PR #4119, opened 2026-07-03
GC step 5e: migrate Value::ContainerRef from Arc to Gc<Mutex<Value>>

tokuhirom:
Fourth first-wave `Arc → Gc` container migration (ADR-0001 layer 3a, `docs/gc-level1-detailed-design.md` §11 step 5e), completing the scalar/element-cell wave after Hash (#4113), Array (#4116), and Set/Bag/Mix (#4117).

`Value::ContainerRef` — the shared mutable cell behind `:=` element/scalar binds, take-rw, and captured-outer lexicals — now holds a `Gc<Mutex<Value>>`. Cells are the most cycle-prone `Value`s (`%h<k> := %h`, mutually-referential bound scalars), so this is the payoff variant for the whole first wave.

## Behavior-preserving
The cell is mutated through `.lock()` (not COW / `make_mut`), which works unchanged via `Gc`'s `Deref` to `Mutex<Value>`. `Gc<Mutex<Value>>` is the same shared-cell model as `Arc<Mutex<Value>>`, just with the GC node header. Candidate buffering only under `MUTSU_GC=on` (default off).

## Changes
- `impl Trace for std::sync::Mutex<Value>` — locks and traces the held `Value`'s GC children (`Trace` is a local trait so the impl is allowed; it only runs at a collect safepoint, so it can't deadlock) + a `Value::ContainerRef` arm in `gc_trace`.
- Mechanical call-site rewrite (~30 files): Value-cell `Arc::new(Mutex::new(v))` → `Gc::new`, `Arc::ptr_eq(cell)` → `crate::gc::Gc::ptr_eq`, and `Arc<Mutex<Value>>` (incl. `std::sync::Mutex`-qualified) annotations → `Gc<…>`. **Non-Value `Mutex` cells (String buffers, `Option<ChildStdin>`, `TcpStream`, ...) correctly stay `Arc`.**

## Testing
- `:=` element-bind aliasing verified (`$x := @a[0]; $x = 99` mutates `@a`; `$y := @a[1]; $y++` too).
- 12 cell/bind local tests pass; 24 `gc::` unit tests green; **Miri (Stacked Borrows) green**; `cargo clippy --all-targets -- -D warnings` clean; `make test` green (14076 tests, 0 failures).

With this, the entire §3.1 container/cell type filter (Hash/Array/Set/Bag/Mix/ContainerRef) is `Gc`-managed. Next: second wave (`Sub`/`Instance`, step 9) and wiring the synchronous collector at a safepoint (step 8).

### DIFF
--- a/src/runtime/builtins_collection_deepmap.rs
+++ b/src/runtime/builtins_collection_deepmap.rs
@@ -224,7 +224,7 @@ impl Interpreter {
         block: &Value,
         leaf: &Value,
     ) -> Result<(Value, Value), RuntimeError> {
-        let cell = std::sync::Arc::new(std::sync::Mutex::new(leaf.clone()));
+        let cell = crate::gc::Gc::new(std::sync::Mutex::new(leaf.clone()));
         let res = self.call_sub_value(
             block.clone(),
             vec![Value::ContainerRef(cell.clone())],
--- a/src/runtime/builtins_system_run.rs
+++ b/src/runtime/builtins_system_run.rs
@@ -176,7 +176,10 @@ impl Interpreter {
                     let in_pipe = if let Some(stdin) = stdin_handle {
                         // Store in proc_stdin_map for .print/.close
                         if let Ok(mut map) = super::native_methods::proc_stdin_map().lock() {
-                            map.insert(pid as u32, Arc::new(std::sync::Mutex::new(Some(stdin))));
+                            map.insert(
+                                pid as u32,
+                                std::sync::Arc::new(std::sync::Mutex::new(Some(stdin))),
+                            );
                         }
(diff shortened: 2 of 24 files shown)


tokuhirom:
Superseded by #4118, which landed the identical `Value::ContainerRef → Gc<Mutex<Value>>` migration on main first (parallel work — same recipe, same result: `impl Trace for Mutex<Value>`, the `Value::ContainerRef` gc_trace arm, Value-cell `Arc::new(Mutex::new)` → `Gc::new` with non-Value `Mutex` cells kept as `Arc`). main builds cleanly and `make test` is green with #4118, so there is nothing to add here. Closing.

### EXERCISE BRIEF
Find each line in the records above that contains "files", and copy it.

### EXPECTED ANSWER
- Mechanical call-site rewrite (~30 files): Value-cell `Arc::new(Mutex::new(v))` → `Gc::new`, `Arc::ptr_eq(cell)` → `crate::gc::Gc::ptr_eq`, and `Arc<Mutex<Value>>` (incl. `std::sync::Mutex`-qualified) annotations → `Gc<…>`. **Non-Value `Mutex` cells (String buffers, `Option<ChildStdin>`, `TcpStream`, ...) correctly stay `Arc`.**
(diff shortened: 2 of 24 files shown)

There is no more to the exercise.